Ilara Health started off by leasing diagnostic devices to clinics in 2019, but has since evolved to enable health centers to acquire pharmaceutical products and other items like hospital furniture, on credit. Emilian Popa, Ilara co-founder and CEO, told TechCrunch that this strategic move has enabled private healthcare operators to run well-equipped clinics capable of providing quality primary healthcare to patients.

“In Kenya, quality of care, not access, is the issue, and our goal since launch has been to improve the standards of care; these clinics could not provide some services because of lack of diagnostic devices or do small procedures because they lacked the furniture. That is how, over time, we have become a provider or financier of all clinic needs,” said Popa, who co-founded Ilara with Maximilian Mancini (co-CEO) and Sameer Afzal Farooqi (COO).

African governments are collaborating with innovators to strengthen local health supply chains

Ilara Health is tapping the private healthcare sector in Kenya, which has become the preferred alternative for those with medical coverage or those that can afford to pay out of pocket. This is against government-run facilities that continue to ail from underinvestment. The country’s current leadership hopes to improve its healthcare offering facilitated by a new healthcare financing program that promises to change how public healthcare is accessed and delivered. However, it may take some time before enough and well-equipped facilities are established to deal with the soaring demand.
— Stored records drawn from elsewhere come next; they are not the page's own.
PR #6575, opened 2026-08-24
Update install_torchcodec_rocm.sh

adityaraj536:

## Test Plan

**vLLM Version:**

**vLLM-Omni Commit:**

## Test Result


congw729 (changes requested):
Thanks for contributing! I took a look at the change, and this PR currently only removes a blank line after `set -euo pipefail`; it does not change the script’s behavior or provide a meaningful formatting improvement. The PR description is also still the unfilled template, so the intended problem or motivation is unclear.

Could you please explain the intended fix and update the PR with the corresponding substantive change? If the blank-line removal was accidental, I think this PR can simply be closed. Happy to take another look if there is a larger change you meant to submit!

Popa said Ilara serves 3,000 clinics across Kenya, out of the 15,000 he estimates are operational in the country. These clinics are often set up within residential areas making them easily accessible, and a better, but expensive, alternative to public facilities, where occasional equipment breakdown paralyzes service delivery, and immediate care is never guaranteed.

To equip the clinics, the startup has partnered with various manufacturers, including the American company Butterfly Network, to provide devices like the low-cost portable ultrasound tool, which Popa says helps bring scanning services within the reach of target clientele.

The startup also equips the clinics with a monthly subscription-based practice management software (KSh.1000 [$6.25 per today’s exchange rate]), to digitize their operations and improve the management of their businesses.

“They can view their balance sheet, record patient data and get a view of a patient’s journey. They can also report to the Ministry of Health with a touch of a button. The software also gives us a view inside the clinic,” he said, adding that they will use the data for credit rating to support plans to lend out up to $15,000 in working capital.

In Ilara Health’s next phase of growth, they plan to double down on reaching the patients through the B2B health and occupational service, through which they will partner with employers to give employees access to various outpatient services at partner clinics.

“We live in a place where only 2.7% of Kenyans are insured privately and even NHIF (state-run health coverage) does not properly cover outpatient care. We have been building a provider model, and we are now reaching the patients to complete the cycle,” said Popa, who co-founded Ilara Health after working in management consulting, then tech and startup ecosystem in Africa for years. Before launching Ilara Health, Popa worked as an investor at DiGame, a now fully invested Africa-focused fund and a subsidiary of U.K. private equity firm Zouk Capital.